At the time, both creeks contained toxic chemicals. They were dredged by the state Department of Environmental Conservation as part of a larger cleanup of the New York Air Brake industrial site in the late 1990s. Polychlorinated biphenyls, or PCBs, were found there, as was the industrial solvent trichloroethelyne, or TCE, which is known to cause neurological problems.

But Williams fears the effects of the chemicals might not be all in the past. Last month, he and other north side residents organized a neighborhood meeting to address their concerns about the pollution. A representative of famous environmental activist Erin Brockovich came to speak. More than 200 people showed up. A former worker at the plant recalled dumping chemicals nearby. Residents said they were worried about elevated rates of cancer and other illnesses on the north side. Mayor Jeff Graham called for the DEC to hold a public information session about the site. 
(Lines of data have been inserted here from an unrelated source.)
PR #3399, opened 2026-08-12
feat(storage)!: own an authored entry by account, not by device

chefsale:
Write a note from your phone and you could not edit it from your laptop. `AuthoredMap`/`AuthoredVector` stamped each entry with the inserting **device's** key and gated `update`/`remove` on it, so a second machine was a stranger to its own data. `UserStorage` had it twice over — a per-device slot as well as a per-device stamp — so "this user's data" meant "this machine's".

Authorship is an access-control question, and access control names people. This makes `StorageType::User.owner` an `AccountId` and keys `UserStorage` by one, so slot and gate agree. It is the storage-plane counterpart of #3391, which did the same for governance.

## Why it is bigger than a type swap

`owner` was doing two jobs, and only one survives: it was **also** the ed25519 key the signature verified against (`ed25519_verify(.., owner.digest(), ..)`), and an account is a content hash that verifies nothing.

So authentication and authorization split the way `Shared` already splits them:

- the signature is checked against `signature_data.signer` — now required for `User`, and the permanent record of **which device** wrote the entry, so no information is lost;
- `ApplyContext.signer_account`, the node's resolution of that key **at the action's causal cut**, is checked against `owner`;
- `payload_for_signing` commits to `signer`, which it did not have to when `owner` was itself the verifying key.

## The part that was not obvious

The sync repair paths — HashComparison, snapshot, level-wise — apply through an `ApplyContext::empty()`, because they carry no cut to resolve a signer's account at. Storage cannot ask the ownership question there, and refusing would drop every legitimately repaired `User` entity. (`hashcomparison-shared-user-reconcile` exists precisely to exercise that path.)

Deferring alone would have made this a **downgrade**: `owner` used to be the verifying key, so a repaired leaf was cryptographically bound to its owner with no bindings in hand. Once `owner` is an account, any context member could push another member's authored entry over HC.

So the ownership half moves to the node, which has the bindings and is already running the membership half three lines above. `is_leaf_currently_authorized` now resolves the author's key to its account and compares it against the leaf's `owner`. Unresolvable stays permissive — that is this node not having folded the author's enrolment, not evidence of an impostor.

## What deliberately did NOT move

The per-replica identities CRDT mechanics need — an LWW register's tiebreak, a counter's per-actor slot, an HLC seed — stay on `device_id`, and must: two devices of one person writing concurrently have to stay distinguishable or they share a slot and lose each other's writes. Nothing keys an authored entry's id off its owner, so convergence is untouched.

## Two tests existed to prevent this, and both are inverted

- `two_devices_of_one_account_own_their_entries_separately` refused the phone the laptop's entry, justified as stopping devices from "clobbering each other's per-writer state". That conflated the gate with the state — see above; the state never moved. Now `..._share_ownership_of_its_entries`, with a guard that a **different** account is still refused (without it, "any device may edit" would pass too).
- Step 5 of `shared-storage-account-writers-two-devices` asserted the same over the real wire. The phone now updates the laptop's note and the assertion checks it propagated — which also exercises the new receiver-side resolution on the authored plane, the twin of what step 4 does for writer sets.

Test identities derive the account from a different domain than the key (`create_test_owner` → `account_of_key`), so a green suite cannot be green because the two happened to be equal.

## Compatibility

`StorageType::User.owner` changes meaning with an **identical borsh layout** — both ids are 32 bytes — so nothing fails to decode; a pre-change entry simply reads a device key as an account id and ends up owned by nobody.

Originally written as "ships with the #3346 flag day". That was wrong on two counts: #3346 closed COMPLETED when #3391 merged (it *was* the flag day, and it has happened), and there is no running network — so there is no deployed data to migrate and no mixed-version pair to break.

The only thing to know: **wipe local node data** when picking this branch up, or authored entries written before it will silently have an owner that matches nobody.

`get_user_simple_for` is account-typed, so `e2e.yml` and `hashcomparison-shared-user-reconcile.yml` read `my_account` off the owning node instead of passing a public key.

## Verification

- `cargo test --workspace --no-fail-fast`: **227 suites, 0 failures** (689 in `calimero-storage`)
- `cargo fmt --check` and `cargo clippy --workspace --all-targets --features calimero-storage/testing -- -D warnings` clean
- Dependency sweep first: the migration scenarios compare `owner_of` to `owner_of` (value-agnostic, unaffected), and the multi-node scenarios use separate nodes = separate accounts, so the distinctness they rely on is preserved.

### DIFF
--- a/apps/kv-store-with-user-and-frozen-storage/src/lib.rs
+++ b/apps/kv-store-with-user-and-frozen-storage/src/lib.rs
@@ -6,7 +6,7 @@ use calimero_sdk::abi::AbiType;
 use calimero_sdk::app;
 use calimero_sdk::borsh::{BorshDeserialize, BorshSerialize};
 use calimero_sdk::serde::Serialize;
-use calimero_sdk::PublicKey;
+use calimero_sdk::{AccountId, PublicKey};
 use calimero_storage::collections::Mergeable;
 use calimero_storage::collections::{FrozenStorage, LwwRegister, UnorderedMap, UserStorage};
 use thiserror::Error;
@@ -17,11 +17,11 @@ pub struct KvStore {
     items: UnorderedMap<String, LwwRegister<String>>,
 
     // Simple user-owned data (e.g., a user's profile name)
-    // Stores: UnorderedMap<PublicKey, LwwRegister<String>>
+    // Stores: UnorderedMap<AccountId, LwwRegister<String>>
     user_items_simple: UserStorage<LwwRegister<String>>,
 
     // Nested user-owned data (e.g., a user's private key-value store)
-    // Stores: UnorderedMap<PublicKey, UnorderedMap<String, LwwRegister<String>>>
+    // Stores: UnorderedMap<AccountId, UnorderedMap<String, LwwRegister<String>>>
     user_items_nested: UserStorage<NestedMap>,
 
     // Content-addressable, immutable data
@@ -152,7 +152,10 @@ impl KvStore {
     }
 
     /// Gets the simple string value for a *specific* user.
-    pub fn get_user_simple_for(&self, user_key: PublicKey) -> app::Result<Option<String>> {
+    ///
+    /// Named by ACCOUNT: user storage is keyed per person, so this reaches the
+    /// one slot every device of theirs writes to.
+    pub fn get_user_simple_for(&self, user_key: AccountId) -> app::Result<Option<String>> {
         app::log!("Getting simple value for specific user {:?}", user_key);
         Ok(self
             .user_items_simple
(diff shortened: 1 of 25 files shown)


chefsale:
⚠️ **Do not merge ahead of the #3346 flag day.**

`StorageType::User.owner` changes meaning with a byte-identical borsh layout — both ids are 32 bytes — so existing data does not fail to decode, it silently reads a device key as an account id and the owner then matches nobody. Landing this on its own would strand every existing authored entry rather than error.

Ready for review; just needs its merge sequenced with the rest of the account-identity break (#3403 has the same constraint).

chefsale:
**Correction to my comment above — disregard the merge hold.**

That comment said to sequence this behind the #3346 flag day. Two things make it wrong:

1. #3346 closed COMPLETED when #3391 merged — it *was* the flag day (schema bump + re-bootstrap), and it already happened. There is nothing pending to ride.
2. There is no running network, so there is no deployed data to strand and no mixed-version pair to break.

No migration and no version gate are needed. The only residue is a **local dev datastore predating this change**: the borsh layout is byte-identical, so such a store opens fine and quietly reads a device key as an account id, leaving authored entries owned by nobody. Wipe local node data when picking this branch up.

Normal review rules apply — no special merge sequencing.

PR #3403, opened 2026-08-13
fix(sync)!: name a namespace joiner by credential before serving it anything

### LINKED ISSUE #3397: join-sync admission skips the deny-list check for a joiner whose account cannot be resolved
## Summary

`NamespaceSync`'s join-sync admission gate (`crates/node/src/sync/manager/namespace_sync.rs`, the `(already_member, joiner_account)` match) cannot run the re-entry / deny-list check when it fails to resolve the requester's signing key to an account, and admits the request instead.

The join request carries a **key and an invitation, not a credential**, so the responder has nothing to name the requesting principal with beyond its own binding rows. Both rows the gate reads — the re-entry block and the consumed-invitation marker — are keyed by account, so an unresolvable requester reads as "no rows, nothing to check".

DEC's Region 6 Director Judy Drabicki invited Williams and others to a recent closed-door meeting, also attended by elected officials.

"We want to hear what their concerns are, so that we can in turn explain to them what was done here historically, and listen to them about what concerns they have," she said.

But Drabicki said the department probably won't be doing more testing around the New York Air Brake site, despite requests from the activists.

"We have to be convinced that there's a reason to do it, so that the company will pay for it. Because otherwise the taxpayers of the state pay for it, and it really should be the responsible party," she said. "You can't just keep going back and doing more and more sampling and study unless you've got a reason to."

Drabicki said the case was reopened five years ago. New science was showing that contaminated soil vapors from near the plant could get into nearby homes. Homeowners around the plant were invited to have their air and ground tested, but only a handful opted into the program. And one house was given a radon system, after elevated levels of chemicals were found underneath it.

The DEC said the Department of Health signed off on all of its cleanup plans, and that no continuing threats exist – even though many homes never got tested for indoor air quality. Monitoring at the industrial site continues every year.

Peter Ouderkirk is an environmental engineer and the current project manager for the Air Brake site for the DEC.

"From the department's standpoint, from an environmental safety, environmental protection [standpoint], we are fully confident that the remedies that were chosen and implemented have been successful and control, contain and manage all the waste that's on site," he said.

As for Andy Williams's illness, Ouderkirk says the DEC can't speak to the problem of contamination before the cleanup. Before 1980, it was legal for companies to dump chemicals into the surrounding environment.

"I mean obviously, from probably their inception in the 1900s to whenever they stopped (they were dumping chemicals), but to what degree, I don't know. I have no idea whether they were large discharges, small discharges," Ouderkirk said. "I mean obviously there was discharges, because we found contamination which we subsequently cleaned up."

One resident said he wants the state Department of Health to talk with neighbors about the issue. William Wise lives in the one house in the neighborhood that has a radon system to pull contamination out of the ground.

"DEC did everything they can. DOH are the ones that are going to have the answers if it can go farther, I guess, or if more testing and stuff is going to be done," he said.

The Department of Health didn't return calls for this story, but officials from the agency are expected to participate in a public information session a few weeks from now, along with the DEC. The date hasn't yet been set.